A few seconds after I park my rental car on the concrete apron, an olive-skinned brunette wearing a black T-shirt and formfitting black jeans—ornamented by a massive skull-and-crossbones belt buckle encrusted with hip-hop bling—emerges from the front door. She bounds down the steps, between twin pools filled with koi, and offers her hand.
“I’m Paula,” the future ex-Mrs. Redstone introduces herself. Her pending divorce had been splashed in the tabloids less than two weeks earlier, but she and Redstone are still living under the same roof.
She leads me into the high-ceilinged entry hall, where her husband-for-the-moment is standing and waiting, wearing an antic plaid sport coat. After I shake his gnarled right hand—nearly 30 years ago, Redstone barely survived a hotel fire that left his body badly scarred—he directs the Viacom public relations man to give me a quick tour of his adjoining study. “Why don’t you show him the aquariums,” he orders.
Redstone’s lavish collection of exotic fish is a P.R. staple of any audience with the magnate. Massive tanks line the walls of the study from which he oversees his companies, the sea life floating languidly in eerie contrast to the manic energy of Redstone’s daily telephone marathons with Moonves, Dauman, and his stockbroker in New York.
After the tour, I find the aging titan in his living room, poised against a backdrop of floor-to-ceiling windows with a commanding view of his money-green lawn and the canyons beyond. He sits in a straight-backed chair, uncannily alert, seemingly ready to pounce. “When you stop talking, I’ll answer you,” he says by way of interrupting a wandering question.

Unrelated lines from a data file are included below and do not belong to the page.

PR #5659, opened 2023-03-27
Add a cron schedule to run backend tests every Friday 

Abhijithang:
This PR addes the cron schedule to the backend tests to trigger the job every Friday. The job will not be validated against last stable commit.

### DIFF
--- a/ci/JenkinsfileBackendTests
+++ b/ci/JenkinsfileBackendTests
@@ -57,6 +57,7 @@ pipeline {
             label "${agentLabel}"
         }
     }
+
     triggers {
         cron(branchSpecificSchedule)
         URLTrigger(
--- a/ci/JenkinsfileBackendTests
+++ b/ci/JenkinsfileBackendTests
@@ -580,12 +580,3 @@ def getLatestReleaseVersion() {
     echo "gitTags = ${gitTags}"
     return gitTags.pop()
 }
-
-def getCronSchedule() {
-    if (env.BRANCH_NAME.equals("master")) {
-
-        //Set cron job to run every Friday at 9 AM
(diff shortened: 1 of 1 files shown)


ci/JenkinsfileBackendTests
```diff
@@ -59,8 +59,9 @@ pipeline {
     }
 
     triggers {
+        cron(branchSpecificSchedule)
         URLTrigger(
```
pshirodkar-orcl: Please remove the entire `URLTrigger` section.

pshirodkar-orcl: The variables on lines from 38-41 can be cleaned up as well https://github.com/verrazzano/verrazzano/pull/5659/files#diff-fc401a952aba9e0ce79beeba645b31762ec2616f7a47afde22fc1e1661d3144cR38-R41. Please verify before removing.

pshirodkar-orcl (approved):

ci/JenkinsfileBackendTests
```diff
@@ -59,7 +59,8 @@ pipeline {
     }
 
     triggers {
-        URLTrigger(
+        cron(branchSpecificSchedule)
+/*        URLTrigger(
```
kminder, line 63: If this is a temporary fix please add to the comment explaining why it is being commented out.
Also using block comments should in general be avoided as it can lead to misleading results when searching code.

Abhijithang: Sure, will add a comment and refactor the comments. Thanks Kevin.

Abhijithang: Please review the comments whenever you get time. Thanks.

PR #5665, opened 2023-03-28
VZ-8861 bug report changes

absBitm:
- bug report temp file generations on default cases to avoid report generation failure if report file already exists
- bug report generation on every run
- bug report file naming format changes to vz-bug-report-datetime-XXXX.tar.gz where datetime = yyyymmddhhmmss


tools/vz/pkg/helpers/vzhelper.go
```diff
@@ -336,3 +339,13 @@ func GetVersionOut() string {
 	}
 	return verOut
 }
+
+// CheckBugReportExistsInDir checks vz bug report exists in dir or not
+func CheckBugReportExistsInDir(dir string) bool {
```
agv426, line 344: Maybe include AndRemove in the name of the function since it has the side effect of removing it.

I know that I needed to look to see where the file got cleaned up when I looked at the tests above, it would have more clear

agv426 (approved):

PR #5670, opened 2023-03-28
VZ-9172.  Add VMI tests to a-la-carte pipeline

michael-cico:
Adds the `verify-infra/vmi` tests to the post-app-stack install stage for the a-la-carte pipeline.

This also modifies the `wait-for-verrazzano-install.sh` script to check the VZ CR state before checking install condition.  The ability to to do a 

```
kubectl wait --for=condition
```

seems to be broken.  I will open a bug for that behavior, but this tweak should allow the test pipeline to behave as expected.

### DIFF
--- a/tests/e2e/config/scripts/wait-for-verrazzano-install.sh
+++ b/tests/e2e/config/scripts/wait-for-verrazzano-install.sh
@@ -13,13 +13,18 @@ i=0
 
 resName=$(kubectl get vz -o jsonpath='{.items[*].metadata.name}')
 echo "waiting for install of resource ${resName} to complete"
-
 while [[ $retval_success -ne 0 ]] && [[ $retval_failed -ne 0 ]]  && [[ $i -lt 45 ]]  ; do
   sleep 60
-  output=$(kubectl wait --for=condition=InstallFailed verrazzano/${resName} --timeout=0 2>&1)
-  retval_failed=$?
-  output=$(kubectl wait --for=condition=InstallComplete verrazzano/${resName} --timeout=0 2>&1)
-  retval_success=$?
+  vzstate=$(kubectl get vz my-verrazzano -o jsonpath={.status.state})
+  echo "vz/${resName} state: ${vzstate}"
+  # Only check the status if the CR is in the ready state
+  if [ "${vzstate}" == "Ready" ]; then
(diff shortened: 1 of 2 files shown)


tests/e2e/config/scripts/wait-for-verrazzano-install.sh
```diff
@@ -13,13 +13,18 @@ i=0
...
 resName=$(kubectl get vz -o jsonpath='{.items[*].metadata.name}')
 echo "waiting for install of resource ${resName} to complete"
-
 while [[ $retval_success -ne 0 ]] && [[ $retval_failed -ne 0 ]]  && [[ $i -lt 45 ]]  ; do
   sleep 60
-  output=$(kubectl wait --for=condition=InstallFailed verrazzano/${resName} --timeout=0 2>&1)
-  retval_failed=$?
-  output=$(kubectl wait --for=condition=InstallComplete verrazzano/${resName} --timeout=0 2>&1)
-  retval_success=$?
+  vzstate=$(kubectl get vz my-verrazzano -o jsonpath={.status.state})
```
saidu941, line 18: I'm assuming `my-verrazzano` is used consistently

saidu941 (approved):

pfmackin (approved):

tests/e2e/config/scripts/wait-for-verrazzano-install.sh
```diff
@@ -29,4 +34,6 @@ if [[ $retval_failed -eq 0 ]] || [[ $i -eq 45 ]] ; then
     exit 1
 fi
 
+kubectl get vz ${resName}
```
mbenmclean, line 37: only thing is this is assuming that the vz is always in the default namespace. I'm assuming that's a valid assumption for our vz CRs we use for the pipelines, but if possible could be good to get and use the namespace in the get vz call too.

mbenmclean (approved):

tests/e2e/config/scripts/wait-for-verrazzano-install.sh
michael-cico: I think the script is ancient; any pipelines using it would have to be updated to provide it.  If we need to do that we can do it as a second pass maybe, or when needed.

Over the course of an afternoon—and subsequent conversations—he mounts a furious defense of his businesses and decisions. “National Amusements is in great shape,” Redstone declares. He says his company’s theater chain—which, unlike most competitors, owns rather than leases the majority of its real estate—is worth far more than the widely estimated $500 million to $700 million, despite depressed real-estate values.
When it comes to Viacom and CBS, he insists there’s “nothing wrong” with the companies—or at least nothing wrong with them that a resurgent economy can’t fix. “When the market crashed, we crashed with it,” he says, “so I have confidence that when the market and the economy turn around, you’ll see Viacom back at $45—and higher!” When his big selloff of Viacom and CBS stock—worth an eye-popping $233 million—was first announced, Redstone vowed repeatedly in the press that he had “no intention” of selling a single additional share of Viacom or CBS. But “no intention” was a phrase that Wall Street interpreted as leaving more than a little wiggle room. To me, he puts it this way: “I’d like to say, ‘I won’t!’ But these are public companies, and I have to be careful.” And then, unable to stop himself, he makes a grandiose promise that it’s by no means clear he can keep. “We won’t sell CBS or Viacom! We don’t have to!”